Even only a slight modification of the data would result in a failure to reject our null hypothesis. For example, lowering the minimum lifesat value to 10 and raising the maximum to 30 would provide the following results.
trim_WorkersSat1 <- WorkersSat %>%
filter(lifesat >= 10 & lifesat <= 30, na.rm=TRUE)
trim_WorkersSat1
## Source: local data frame [655 x 2]
##
## gender lifesat
## (int) (int)
## 1 1 20
## 2 1 18
## 3 0 25
## 4 0 23
## 5 0 25
## 6 1 22
## 7 0 21
## 8 0 29
## 9 1 26
## 10 0 26
## .. ... ...
t.test(trim_WorkersSat1$lifesat ~ trim_WorkersSat1$gender, var.equal=TRUE)
##
## Two Sample t-test
##
## data: trim_WorkersSat1$lifesat by trim_WorkersSat1$gender
## t = -1.725, df = 653, p-value = 0.08501
## alternative hypothesis: true difference in means is not equal to 0
## 95 percent confidence interval:
## -1.50762112 0.09753974
## sample estimates:
## mean in group 0 mean in group 1
## 21.63824 22.34328
This t-test also shows that the estimate of the difference between the means is only slightly more than the error in estimating that difference (t = -1.725) and our probability value (p-value = 0.08501) is more than our acceptable probability of Type 1 error (\(\alpha\) = 0.05). It also shows a 95% CI [-1.507, 0.097], which does include a zero value. Therefore, in this instance we also have failed to reject the null hypothesis.

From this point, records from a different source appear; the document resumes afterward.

PR #2734, opened 2018-03-19
simplicity objects for httpSessionCache

njr-11:
Create simplicity objects to model httpSessionCache config element and nested properties

### DIFF
--- a/dev/fattest.simplicity/src/com/ibm/websphere/simplicity/config/ServerConfiguration.java
+++ b/dev/fattest.simplicity/src/com/ibm/websphere/simplicity/config/ServerConfiguration.java
@@ -65,6 +65,9 @@ public class ServerConfiguration implements Cloneable {
     @XmlElement(name = "httpSession")
     private HttpSession httpSession;
 
+    @XmlElement(name = "httpSessionCache")
+    private ConfigElementList<HttpSessionCache> httpSessionCaches;
+
     @XmlElement(name = "httpSessionDatabase")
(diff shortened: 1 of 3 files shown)


dev/fattest.simplicity/src/com/ibm/websphere/simplicity/config/ServerConfiguration.java
```diff
@@ -65,6 +65,9 @@
     @XmlElement(name = "httpSession")
     private HttpSession httpSession;
 
+    @XmlElement(name = "httpSessionCache")
+    private ConfigElementList<HttpSessionCache> httpSessionCaches;
```
alexsm82: Is there a reason this is a list?  My understanding was that there would only ever be one HttpSessionCache element in the server configuration, and neither httpSession nor httpSessionDatabase are lists.

njr-11: While httpSessionCache is a singleton, it is perfectly valid to configure multiple elements, and they should merge.  Without the ability to define multiple, it would be impossible to cover merging scenarios, if someone wanted to test that.  So the approach of using a list is more correct.

njr-11:
#build

njr-11:
build has 2 test failures in com.ibm.ws.security.audit.fat.config.AuditUniqueServerIDTest and multiple in com.ibm.ws.microprofile.openapi_fat_tck, which are pre-existing failures and unrelated to these updates.

PR #2744, opened 2018-03-20
create fat bucket for config updates to httpSessionCcahe

njr-11:
Create a  new automated FAT bucket where we will cover configuration updates to httpSessionCache config while the server is running.  Initially, there will only be a basic test to ensure the bucket was set up correctly.  Subsequent pulls will add the meaningful tests.


njr-11:
#build

PR #2751, opened 2018-03-20
Call send listeners once writing thread has become idle.

ngmr:
This happens when there is no more data to write to the
network, or when a call to write has gone asynchronous,
freeing up this thread to safely call the send listeners
for messages whose data have been completely sent.

The surrounding code has also been refactored for clarity
and to eliminate code duplication.


ngmr:
Fixes #2332

ngmr:
#build

PR #3952, opened 2018-06-12
Add global error when user registry is not found

kristip17:
Fixes #2489

PR #4243, opened 2018-07-12
Revert "Add global error when user registry is not found"

Azquelt:
Reverts OpenLiberty/open-liberty#3952

I think this broke the build because the version of `com.ibm.websphere.appserver.spi.federatedRepository` was updated, but the reference to the javadoc zip generated from this bundle was not updated in the `com.ibm.websphere.appserver.federatedRegistry-1.0.feature` file.

I'm not sure why this didn't cause the personal build to fail.


Azquelt:
No ID or L2 review needed because this is a revert

PR #4258, opened 2018-07-12
adding support for directory-Based Repositories

### LINKED ISSUE #4256: Support From-parameter in mapBasedInstallKernel
support the passing of a "from"-parameter by adding a DirectoryRepositoryConnection connection in the mapBasedInstallKernel

hermankailey:
fixes #4256

### DIFF
--- a/dev/com.ibm.ws.install/src/com/ibm/ws/install/internal/InstallKernelMap.java
+++ b/dev/com.ibm.ws.install/src/com/ibm/ws/install/internal/InstallKernelMap.java
@@ -42,6 +42,7 @@ import com.ibm.ws.kernel.productinfo.ProductInfo;
 import com.ibm.ws.kernel.productinfo.ProductInfoParseException;
 import com.ibm.ws.kernel.productinfo.ProductInfoReplaceException;
 import com.ibm.ws.product.utility.extension.ifix.xml.IFixInfo;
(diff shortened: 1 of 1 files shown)


dev/com.ibm.ws.install/src/com/ibm/ws/install/internal/InstallKernelMap.java
```diff
@@ -521,6 +535,7 @@ private void resolve(Object installObject) {
             }
             for (List<RepositoryResource> item : resolveResult) {
                 for (RepositoryResource repoResrc : item) {
+                    featuresResolved.add(repoResrc.getId());
```
ericglau: If the resource is from the directory based repository, are its Maven coordinates null?  If so, should we return either Maven coordinates or the ID, but not both?  Otherwise each item would have two entries in the result, which doesn't cause any issues but is confusing.

hermankailey: When it is a directoryBasedRepository the ID is a relative path (regular ids from the maven repo esas are not paths), and Maven coordinates are null for directoryBasedRepository IDs. There are no duplicates and any nonconforming ids/nulls are removed after it passes through downloadEsas() in the plugin.

PR #4282, opened 2018-07-16
revert start of changes to detect Mongo 3.x

njr-11:
A better alternative has been identified.  We will no longer be updating the mongo feature for versions 3.x.  Instead it will be documented how the user can use CDI Producer to programmatically configure and share a single instance across their application.  The mongo feature is obsolete and will not be updated, therefore, the very few changes that were made to start looking into 3.x support will be reverted under this pull.


njr-11:
#build

njr-11:
#build

mhldr:
issues discussed in #was-liberty-ops caused the build to fail so I'm respinning this incase it's needed (you ***may*** already have the results you need but if not hopefully this respin will help)
#build

njr-11:
#build

PR #4299, opened 2018-07-17
JPA 22 FAT: Initial drop of multi-db support (updated Callback bucket)

jgrassel:

Updated the com.ibm.ws.jpa_22_fat to support the ability to drop/create/update tables without relying on the JPA provider implementation's drop-create table support.  Updated Callback bucket to leverage this fat-feature (also renamed callback tests to make them easier to spot among the other unit tests)


jgrassel:
#build

mhldr:
issues discussed in #was-liberty-ops caused the build to fail so I'm respinning this incase it's needed (you ***may*** already have the results you need but if not hopefully this respin will help)
#build

PR #4302, opened 2018-07-17
Update JPA Container features to include internal JAXB-2.2 feature.

jgrassel:

Reason as per ST discussion with @aguibert:

Andrew: at one point I found out that we don't trust the JDK's copy of jaxb in terms of j2sec, but we do trust our own copy from the jaxb-2.2 feature | 2:03:28 PM
so I'd prefer that we refactor our features to use our internal jaxb-2.2 feature (com.ibm.websphere.appserver.internal.jaxb-2.2) instead of the JDK copy. | 2:04:08 PM
this will also help us out in JDK 11 when JAX-B is removed from the JDK entirely | 2:04:23 PM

By modifying the data and choosing appropriate limits on the variable “lifesat” (between 15 and 27) we are able to reject the null hypothesis, which would indicate that (as our alternative hypothesis states) gender and life satisfaction are not independent variables, i.e. one can be used to predict the other. Therefore, there are evident differences in life satisfaction between genders.